Delta's High-Flying Side Hustle: $1B in Aircraft Maintenance

Read time: 5 minutes

Good morning! It's Thursday, December 21st. Delta Airlines has been investing big into TechOps, a repair shop that generates $1B a year and is now the key to Delta’s competitive edge.

THE FEATURE

Delta's High-Flying Side Hustle: $1B in Aircraft Maintenance

Delta Airlines is the world's largest airline by revenue and market cap.

It's no surprise that Delta generates the vast majority of its $50.6B in annual revenue from flying people across the globe. However, one of its ancillary businesses has seen exponential growth in recent years. 

Delta TechOps is a full-service aircraft maintenance provider that makes ~$1B annually and is projected to hit $5B in revenue in the next few years!

So, What's the Business?

Delta TechOps opened in 1960 and exclusively serviced Delta Air Line's fleet of 79 aircraft and 9 jets. 

It was only in 1983 that TechOps began renting shop space out for third-party repairs, and it took another decade for its third-party business to account for 25% of the shop's workload. 

But in 2019, Delta invested big into TechOps with $100M in funding for a 150,000-lb thrust test cell. This made big headlines as it is the world's largest engine test cell, making TechOps the best-equipped aircraft maintenance center. 

It's no coincidence that 2019 was also the first year that TechOps did more third-party engine maintenance, repair, and overhaul work than they did for Delta engines (they weren't just renting out shop space anymore). 

Delta's COO, John Laughter, hasn't detailed the margins and profitability of the TechOps business, but we can assume it's very lucrative. The maintenance, repair, and overhaul (MRO) business is known for having high margins because it involves high-tech repairs done by specialized technicians and requires extensive time and investment— which lets Delta charge hefty fees for TechOps' work.

In 2018, TechOps' revenue was $700M. After building the thrust test cell in 2019, revenue increased to $800M. Today, TechOps generates approximately $1B, and Delta has clear plans to quickly grow to $5B a year through further investments and expansions. 

 The Innovation: Partner with Original Equipment Manufacturers

Any third-party aircraft sent to TechOps is worked on by TechOps technicians. This is unusual because independent shops are usually not permitted to work on aircraft engines designed by other companies. However, since TechOps has possibly the world's best MRO shop, manufacturers are now partnering with them.

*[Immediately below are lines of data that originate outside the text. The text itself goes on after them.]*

PR #341, opened 2022-02-26
nilrt-runmode-initramfs: Remove initramfs recipe and references

billpittman:
Remove the initramfs recipe since it is no longer needed by nilrt
boot sequence and unnecessarily complicates the boot logic.

This change will delete the enable_initramfs variable from the grub
environment during the installation of the runmode system.  If that
variable is not present, the system will not attempt to boot from
an initramfs, any implementations that require an initramfs in runmode
will not work with this change.

Natinst-AzDO-ID: 1868559

### Testing
Provisioned a cRIO, PXI-8861, Hyper-V VM and QEMU VM with the nilrt-recovery-media-x64.iso containing these changes and verified MAX could recognize and install to all of them.


amstewart (changes requested):
Do you need to do anything with the [`nisetbootmode(.functions)`](https://github.com/ni/meta-nilrt/blob/nilrt/master/hardknott/recipes-ni/ni-utils/files/nisetbootmode.functions#L6) files?

billpittman:
@amstewart Yup nice catch I forgot to search for bootflags.d references too.  Got it now and there appears to be no other references to bootflags.  Also tested the scripts on an installed runmode&safemode system.

recipes-ni/ni-systemformat/files/nisystemformat
```diff
@@ -648,15 +648,6 @@ if [ "$ENCRYPT" = yes ]; then
 		die_with_usage NO_TPM_HARDWARE \
 			"The TPM chip on this machine could not be detected (does it have one?)"
 	fi
-
-	# Sanity check, unlikely to hit
-	# Encrypted disk won't boot unless system is provisioned with initramfs enabled
```
chaitu236, line 653: So have we never enabled encryption of configfs, rootfs partitions? I do see some code related to that but wasn't sure if it was in use.

recipes-core/initrdscripts/files/ni_provisioning.safemode
```diff
@@ -319,14 +295,8 @@ install_grubenv()
 	grub-editenv $BOOTFS_MOUNTPOINT/grub/grubenv set "BIOSBootMode=efi"
 	grub-editenv $BOOTFS_MOUNTPOINT/grub/grubenv set "NITarget=$NI_TARGET"
 
-	# If target has a TPM chip or runs on Hyper-V, we need to enable an alternate boot flow
-	# involving initramfs and bootflags dir
-	if $use_ramfs; then
-		grub-editenv $BOOTFS_MOUNTPOINT/grub/grubenv set "enable_initramfs=1"
```
chaitu236, line 325: So going forward, a target provisioned with old safemode won't be able to boot new runmode on targets with TPM chip. I guess this is acceptable to us? Should we add checks somewhere to ensure new runmode isn't installed on old safemode?

recipes-ni/ni-systemformat/files/nisystemformat
billpittman: Right, pretty sure its been broken for a while now,  The upstream API changed so most of the plumbing we have won't work even if we enabled it.

recipes-core/initrdscripts/files/ni_provisioning.safemode
billpittman: Sort of, old safemode will still boot on all targets, however if enable_initramfs is set to 1 (because the target has a TPM chip, or whatever), the new runmode won't boot since the initramfs will be "missing on purpose due to this change".  If the old safemode has enable_initramfs==0, then it will boot the old safemode/new runmode combo just fine since neither one requires the initramfs.

Does that answer your question?

shruthi-ravi (commented):
Since there are changes to so many files, can you enumerate the repercussions of these changes in the commit message? i.e. what is possible and not once this change goes in? Chaitanya seems to have asked a few questions related to that.
And can you also add a link to the azdo WI or WI number to the PR?
The azdo WI has a lot of the details I am requesting, but I would prefer if some of it were in the commit message too.

amstewart (approved):

amstewart:
I'll wait until everyone on the review list has given their ACK before merging.

recipes-core/initrdscripts/files/ni_provisioning.safemode
chaitu236: I understand that thats the case. I'm wondering if/how we will enforce it - right now I believe MAX doesn't stop us from installing hardknott runmode on a sumo safemode. Should we create a story to research/implement this?

chaitu236: PS: Have we broken safemode compatibility for new releases like this before? @billpittman, @jeminor

billpittman: I don't believe we've broken compatibility necessarily.  In the case of a TPM enabled system, then yes, but we've dropped that capability, so its a compatibility break in the sense that we don't support it.  Safemode still installs runmode, even an older safemode.

billpittman: @chaitu236 Pointed out a specific case where TPM capable targets would require a safemode upgrade in order to properly install.  Without the update, MAX would "successfully" provision the target, but when it boots into the newly installed runmode, it would fail to find the initramfs file and force the target into  safemode with a software installation error.

Do we have a way to "force" a safemode upgrade from MAX or inform the user that the "problem" is the old safemode?  We used to have a mechanism like that, but it was removed a very long time ago and I don't remember if we put in something else in its place.

If we don't have a way to inform the user that there's a safemode upgrade required, we may have to delay/abandon this change for the moment until we can handle TPM capable systems.

amstewart: I think we do have a way for MAX to notify customers that a safemode upgrade is required. Could you ask Dan and co.

jeminor: There is a mechanism and can require it be invoked if needed.  Specifically, we can require that a system image install require >= some specific safemode.

I'm fine with this, and we can invoke that mechanism when we need it.

jeminor (approved):

recipes-core/initrdscripts/files/ni_provisioning.safemode
chaitu236: @billpittman can you create a story parented to hardknott work so we don't forget it.

chaitu236 (approved):

billpittman:
Created a new US to force a safemode update and expanded the commit message a bit to include the impact of the change.

billpittman:
Added code to remove the enable_initramfs variable from the grubenv to prevent older safemodes from attempting to use an initramfs to boot runmode.  As an intended side effect, the change to postinst also removes the previous requirement to force a safemode update.

amstewart (approved):
I assume the new content is in `nilrt-base-system-image.postinst`. If so, looks good to me.

shruthi-ravi (approved):

PR #342, opened 2022-02-28
ni: update nisetupkernelconfig to allow coredump to work in safemode

ni-jxie:
If it is safemode, create core dump in non-volatile /mnt/userfs.

Signed-off-by: Jerry Xie <jerry.xie@ni.com>

### Testing
Run the updated nisetupkernelconfig script locally and run cmds below to generate core dumps in safemode and verify that the core dump is generated at `/mnt/userfs/var/local/natinst/log/`.
```
ulimit -c unlimited
sleep 10 &
killall -SIGSEGV sleep
```

@ni/rtos

### DIFF
--- a/recipes-ni/initscripts-nilrt/files/nisetupkernelconfig
+++ b/recipes-ni/initscripts-nilrt/files/nisetupkernelconfig
@@ -7,6 +7,9 @@
 #executable name as the suffix.
 safemodeflag=/etc/natinst/safemode
 if [ -f $safemodeflag ]; then
+  if [ ! -d /mnt/userfs/var/local/natinst/log ]; then
+    mkdir -p /mnt/userfs/var/local/natinst/log
+  fi
   echo "/mnt/userfs/var/local/natinst/log/core_dump.%E" > /proc/sys/kernel/core_pattern
 else
   echo "/var/local/natinst/log/core_dump.%E" > /proc/sys/kernel/core_pattern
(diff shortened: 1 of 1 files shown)


ni-jxie:
`/mnt/userfs/var/local/natinst/log/` does not exist unless a runmode is installed, should we consider creating this directory so that safe mode can generate core dump even if no runmode is installed?

amstewart (approved):
>/mnt/userfs/var/local/natinst/log/ does not exist unless a runmode is installed, should we consider creating this directory so that safe mode can generate core dump even if no runmode is installed?

That sounds reasonable (and preferable) to me. Would you mind soliciting the team for a third opinion, though. I'm worried that I'm not considering an angle here.

recipes-ni/initscripts-nilrt/files/nisetupkernelconfig
```diff
@@ -7,6 +7,9 @@
 #executable name as the suffix.
 safemodeflag=/etc/natinst/safemode
 if [ -f $safemodeflag ]; then
+  if [ ! -d /mnt/userfs/var/local/natinst/log ]; then
```
ni-jxie, line 10: This creates the directory for admin user. After a runmode is installed, this directory will be recreated with lvuser permission. Core dump works regardless of the permission.

amstewart (approved):

recipes-ni/initscripts-nilrt/files/nisetupkernelconfig
shruthi-ravi: Are the directory and it's contents cleared and created again when runmode is installed?

shruthi-ravi (approved):
NIT: Update the first commit header to 
nisetupkernelconfig: allow....

recipes-ni/initscripts-nilrt/files/nisetupkernelconfig
ni-jxie: Yes

PR #343, opened 2022-02-28
packagegroup-ni-desirable: Add sysconfig-settings-ui

jpautler:
The sysconfig-settings-ui and sysconfig-settings packages are required by our niskyline__rt__client__runtimei builds. Since we require these packages, they should be in desirable.

### DIFF
--- a/recipes-core/packagegroups/packagegroup-ni-desirable.bb
+++ b/recipes-core/packagegroups/packagegroup-ni-desirable.bb
@@ -47,6 +47,7 @@ RDEPENDS_${PN} += "\
 	rsync \
 	sshpass \
 	strace \
+	sysconfig-settings-ui \
 	valgrind \
 	vim \
 "


chaitu236:
We add these in both [safemode](https://github.com/ni/meta-nilrt/blob/nilrt/master/hardknott/recipes-core/packagegroups/packagegroup-ni-base.bb#L91) and [runmode](https://github.com/ni/meta-nilrt/blob/nilrt/master/hardknott/recipes-core/packagegroups/packagegroup-ni-runmode.bb#L127) packagegroups so they end up in feeds also. Why add them separately to `desirable`?

jpautler:
Upon closer examination, it looks like this change actually isn't needed in hardknott since these packages are already in the main feed in hardknott. I only need this change in sumo. Closing this PR and will create a new one targetted to sumo.

PR #344, opened 2022-02-28
packagegroup-ni-desirable: Add sysconfig-settings-ui

jpautler:
The sysconfig-settings-ui package is required by our niskyline__rt__client__runtimei build. Since we require this package, it should be in the desirable packagegroup.

### DIFF
--- a/recipes-core/packagegroups/packagegroup-ni-desirable.bb
+++ b/recipes-core/packagegroups/packagegroup-ni-desirable.bb
@@ -52,6 +52,7 @@ RDEPENDS_${PN} += "\
 	rsync \
 	sshpass \
 	strace \
+	sysconfig-settings-ui \
 	valgrind \
 	vim \
 "


recipes-core/packagegroups/packagegroup-ni-desirable.bb
```diff
@@ -52,6 +52,7 @@ RDEPENDS_${PN} += "\
 	rsync \
 	sshpass \
 	strace \
+	sysconfig-settings-ui \
```
amstewart, line 55: If this is a dependency of NI-owned components, then it needs to go into the [`ADDITIONAL_CORE_FEED_RECIPES`](https://dev.azure.com/ni/DevCentral/_git/ni-central?path=/src/rtos/rtoslegacyd/NIOpenEmbedded/x64_dkms.mak&version=GBmain&line=11&lineEnd=12&lineStartColumn=1&lineEndColumn=1&lineStyle=plain&_a=contents) variable, rather than the `-desirable` packagegroup.

amstewart (changes requested):

recipes-core/packagegroups/packagegroup-ni-desirable.bb
jpautler: Got it. I'll make the change there. Closing this PR.

PR #182, opened 2018-03-13
Prettier: allow code to extend beyond 80 chars

Aetherall:
Small commit to change the prettier print-width


Aetherall:
I updated the prettier printWidth and formatted the suite
Scince this is a change accepted in `@accounts/tslint-config-accounts`, can I merge this one ?

pradel:
For me 130 char is too big I am working on a mackbook 13' and the line is bigger than my screen I would allow 100 max, but I am still in favor to keep to 80 ^^

Aetherall:
I see, 100 would go but 80 is litterally less than the half of a normal screen...

packages/password/__tests__/__snapshots__/accounts-password.ts.snap
```diff
@@ -8,6 +8,8 @@ Array [
 ]
 `;
 
+exports[`AccountsPassword authenticate return user 1`] = `"Cannot read property 'services' of undefined"`;
```
pradel: Looks like something going wrong there

package.json
```diff
@@ -12,7 +12,7 @@
     "publish:canary": "yarn run publish -- --canary",
     "test": "yarn lint && yarn compile && yarn coverage",
     "testonly": "lerna run testonly",
-    "format": "prettier --write \"packages/*/{src,__tests__}/**/*.ts\"",
+    "format": "prettier --print-width 100 --write \"packages/*/{src,__tests__}/**/*.ts\"",
```
pradel: please use the prettier config in package.json instead of a cli argument here

packages/password/__tests__/__snapshots__/accounts-password.ts.snap
Aetherall: Should be OK now

PR #186, opened 2018-03-14
Cleanup/structure: apply structure pattern to the suite

Aetherall:


Aetherall:
@davidyaha what did we said about this PR ?
Is it good to merge ?

PR #194, opened 2018-03-16
@accounts/types : export new interface names

Aetherall:
So we can move on with the new names as well


pradel:
Would be cool to use them in order to merge this one no?

Aetherall:
yes sure ! I can do this now

Aetherall:
I can merge it to this branch first, so I can make the `@accounts/types` package used by the others, what do you think @pradel ?

packages/types/src/index.ts
```diff
@@ -1,20 +1,50 @@
-export { DatabaseInterface as DBInterface } from './types/database-interface';
-import { ConnectionInformations as ConnectionInformationsType } from './types/connection-informations';
+import { DatabaseInterface } from './types/database-interface';
```
TimMikeladze: You can express importing and exporting like this. 

```javascript
`export * from './types/database-interface`
```

This will export all named export within `./types/database-interface` and you no longer need to explicitly import.

Aetherall: I did this at the moment so i can rename the interfaces on the fly, but I guess it can be written with stars in #197

packages/types/src/types/authentication-service.ts
```diff
@@ -0,0 +1,11 @@
+import { User } from './user';
+import { DatabaseInterface } from './database-interface';
+
+// import AccountsServer from '@accounts/server';
```
pradel: Not possible to do that? would be better for type checking

Aetherall: I didn't succeed... it makes a circular dependency and the suite can't compile

pradel: Okay let's keep it like that for now we can still fix it later

pradel: Can you just add a TODO as a reminder and explain the pb as comments?

PR #197, opened 2018-03-17
@accounts/types Integration to the suite

Aetherall:
This PR does use the #186 PR

This contains the @accounts/types package integrated with the others packages on the repo (except for the client)

See #194


Aetherall:
Failing tests are due to "yarn not found"
any idea why ? :/

TimMikeladze:
Hi @Aetherall, I reran the tests in the circleci dashboard and they are passing now 👍. Don't know what was wrong.

This current PR is based off of another pending PR https://github.com/accounts-js/accounts/pull/186 ? If this is correct, please edit this PR to be sent to that branch instead of master to make reviewing easier.

Aetherall:
Okay sure !

packages/database-mongo/package.json
```diff
@@ -33,15 +33,10 @@
   "author": "Leo Pradel",
   "license": "MIT",
   "devDependencies": {
-    "@accounts/common": "^0.1.0-beta.5",
-    "@accounts/server": "^0.1.0-beta.5",
+    "@accounts/types": "^0.1.0-beta.5",
```
pradel: should this be into dependencies?

packages/server/src/types/accounts-server-options.ts
```diff
@@ -0,0 +1,33 @@
...
+  userObjectSanitizer?: UserObjectSanitizerFunction;
+  impersonationAuthorize?: (
+    user: User,
+    impersonateToUser: User
+  ) => Promise<any>;
+  resumeSessionValidator?: ResumeSessionValidator;
+  siteUrl?: string;
+  prepareMail?: PrepareMailFunction;
+  sendMail?: SendMailType;
+  // https://github.com/eleith/emailjs#emailserverconnectoptions
```
pradel: I think we can remove this line no? The email option is not needed anymore since we now use the sendMail property.

packages/types/src/index.ts
```diff
@@ -10,41 +10,45 @@ import { LoginResult } from './types/login-result';
 import { ImpersonationResult } from './types/impersonation-result';
 import { Login } from './types/login';
 import { HookListener } from './types/hook-listener';
+import { AuthenticationService } from './types/authentication-service'
+
+export { AuthenticationService }
+// export { AuthenticationService as AuthService }
```
pradel: If we use the new names we can remove the comments :)

pradel:
The nodejs image was broken so not your fault :)

Looks good to me good job!

packages/database-mongo/package.json
Aetherall: I guess scince it's not hosted on the DefinitelyTyped repo, We need to have it in devDeps so it cant be resolve for compilation ? What do you think?

pradel: For me it looks like when we will install an accounts-js module sice this one is not in dependencies it will not be installed at all so typescript will fail because it will not find the type no? (I am not sure I think we will have to try this one)

packages/server/src/types/accounts-server-options.ts
Aetherall: I removed it :)

Aetherall:
Okay I see!
Thanks :D

packages/server/src/types/accounts-server-options.ts
pradel: Can you also remove the comment ? ^^

Aetherall: done !

PR #199, opened 2018-03-19
New hook system

pradel:
- Use [Emittery](https://github.com/sindresorhus/emittery) instead of EventEmitter, this will allow us to wait for the emitters during the functions
- Remove all the `onXXX` functions so user will only use the `.on` function

For example so following code will prevent users with some invalid ip to connect to your application.
```javascript
accountsServer.on('Login', async ({ connection }) => {
  if (!await isValid(connection.ip)) {
    throw new Error('User not allowed')
  }
});

// Can also be used to track services events
accountsServer.on('password.resetPassword', () => {
  // Custom logic
});
```

### DIFF
--- a/packages/server/src/utils/server-hooks.ts
+++ b/packages/server/src/utils/server-hooks.ts
@@ -1,4 +1,5 @@
 export const ServerHooks = {
+  Login: 'Login',
   LoginSuccess: 'LoginSuccess',
   LoginError: 'LoginError',
   LogoutSuccess: 'LogoutSuccess',
--- a/packages/server/__tests__/account-server.ts
+++ b/packages/server/__tests__/account-server.ts
@@ -6,6 +6,7 @@ import {
   hashPassword,
   verifyPassword,
 } from '../src/utils/encryption';
+import { ServerHooks } from '../src/utils/server-hooks';
 
 describe('AccountsServer', () => {
   const db = {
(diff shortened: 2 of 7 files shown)


packages/server/src/utils/server-hooks.ts
```diff
@@ -1,4 +1,5 @@
 export const ServerHooks = {
+  Login: 'Login',
```
pradel: Not sure about the name do you have a better Idea?

pradel:
@davidyaha @TimMikeladze @Aetherall can I have your thought on this?

packages/server/src/utils/server-hooks.ts
Aetherall: I think this is fine for now, let's see if we can find a logic name scheme when more hooks will be added

Aetherall:
The whole idea seems great to me, plus the AccountsServer class is more readable

Maybe invest how we can change the behavior of a fonction through the hooks

```ts
accountsServer.on('createUser', ({ user }) => {
  throw {...user, role: ['default']}
});
```
But it's just an idea, and probably irrelevant here

pradel:
Don't get what this example should do?

Aetherall:
This override the user object before it is inserted in the database

pradel:
@Aetherall I think this should be a real function rather than a hook

pradel:
We will need to update the docs after this pr
And we will also need to add hooks to the password package.

PR #221, opened 2018-04-01
Fix - Database Manager should use @accounts/types

Aetherall:


packages/database-manager/package.json
```diff
@@ -43,7 +41,7 @@
   "author": "Elies Lou (Aetherall)",
   "license": "MIT",
   "devDependencies": {
-    "@accounts/server": "^0.1.0-beta.3",
+    "@accounts/types": "^0.1.0-beta.10",
```
pradel: @accounts/types should be inside dependencies

Aetherall: Okay It's fixed now

PR #222, opened 2018-04-03
Token manager Implemented

Aetherall:
Here is the PR to implement the token manager with the rest of the suite

I had to open a new one because jest broke when I tried to merge with master


packages/server/src/accounts-server.ts
```diff
@@ -44,6 +32,7 @@ const defaultOptions = {
 
 export class AccountsServer {
   public options: AccountsServerOptions;
+  public tokenManager: any;
```
pradel: if you can add real typings there would be great

packages/token-manager/src/token-manager.ts
```diff
@@ -0,0 +1,67 @@
...
+    return !tokenRecord || Number(tokenRecord.when) + this.emailTokenExpiration < Date.now();
+  }
+
+  public decodeToken(token: string, ignoreExpiration: boolean = false): string | object {
+    return jwt.verify(token, this.secret, { ignoreExpiration });
+  }
+
+  private validateConfiguration(config: Configuration): void {
+    if (!config) {
+      throw new Error('[ Accounts - TokenManager ] configuration : A configuration object is needed');
```
pradel: can you use the error module?

Aetherall:
```js

import TokenManager from '@accounts/token-manager'

	secret: 'secret',
	emailTokenExpiration: 1000 * 60 * 60 * 2,
	access: {
		expiresIn: '1h'
	},
	refresh: {
		algorithm: 'HS256'
	}
})

new AccountsServer({
	db,
	tokenManager
}, {
	password: new Password(passwordConfig)
})
```

packages/token-manager/src/token-manager.ts
Aetherall: sure ! Should be done now

packages/server/src/accounts-server.ts
Aetherall: sure ! Should be done now

pradel:
So the user will have to install a new package manually, can't we just make the initialisation internal?

PR #316, opened 2018-05-02
Feature/refactor client v0.1 and add client-password package

pradel:
- [x] Refactor the client so we don't need a lot of dependencies
- [x] Create a new `client-password` package
- [x] `client-password` should encrypt password on the client side for all password related operations: `createUser`, `changePassword`, `resetPassword`
- [x] The user need to be authenticated for some functions eg `changePassword`
- [x] Tests working

The example is updated on another branch if you want to take a look https://github.com/accounts-js/examples/pull/141.

### Usage:

```javascript
const accountsClient = new AccountsClient({ ...options }, transport);
const accountsPassword = new AccountsClientPassword(accountsClient, { ...options });
```

The user should now use the `client-password.createUser` function that will encrypt the user password before sending it to the server.

The user should now use the `client-password.login` function that will encrypt the user password before sending it to the server.

By default we will only hash the password with the `SHA256` algorithm. And there is an option for the user to define the method of his choice, in that way we do not import the whole `crypto-js` library which is pretty big.

### Breaking changes

- For the users created before this version you will not be able to use the `client-password.login` that will encrypt the user password before sending it to the server.
There is two workaround:
  - continue to use the `client.loginWithService` method which does not encrypt the password.
  - inside `client-password` provide the `hashPassword` function that will just return the string in plain text for example:

```javascript
const accountsPassword = new AccountsClientPassword(accountsClient, {
  hashPassword: (password) => password
});
```


Aetherall:
Good job ! :+1:

PR #317, opened 2018-05-03
Pass some context to the login hooks

pradel:
- `ServerHooks.LoginSuccess`
- `ServerHooks.LoginError`

With this change the 2 hooks will receive the following infos:
```
{
// The service name, such as “password” or “twitter”.
service
// The connection informations <ConnectionInformations>
connection
// The user object if set
user
}
```

I also renamed the `ServerHooks.Login` to `ServerHooks.ValidateLogin` because we let the user the ability to validate the current user on the login flow.

### DIFF
--- a/packages/server/src/accounts-server.ts
+++ b/packages/server/src/accounts-server.ts
@@ -90,29 +90,38 @@ export class AccountsServer {
     params,
     infos: ConnectionInformations
   ): Promise<LoginResult> {
-    if (!this.services[serviceName]) {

Delta now has 25-year MRO contracts with original equipment manufacturers (OEMs) like Pratt & Whitney, GE Aerospace, and Rolls-Royce.

How They Win: Get Your Competitors to Pay You

Pratt & Whitney, GE Aerospace, and Rolls-Royce are the world's top three aircraft engine manufacturers

As such, TechOPs OEM partnerships have put Delta in an enviable position among competing airlines. Who makes Jet Blue's engines? Pratt & Whitney. Who makes Southwest's engines? GE Aerospace. So, when competitors need repairs on their aircraft fleet, their only choice is to turn to Delta's TechOps and pay their hefty fees. 

Key Observation

Delta Airlines is the world's largest airline, but industry titans are prone to stagnation and decline if they don't find a competitive edge.

Delta rose to the top, invested resources to create a world-class aircraft repair shop, and partnered with OEMs to force competitors to use it.

Although TechOps is still considered an ancillary business for Delta, its importance can't be overstated. It's created an additional revenue stream for the company that's fueled by its competitors, which is quite the trick to pull off.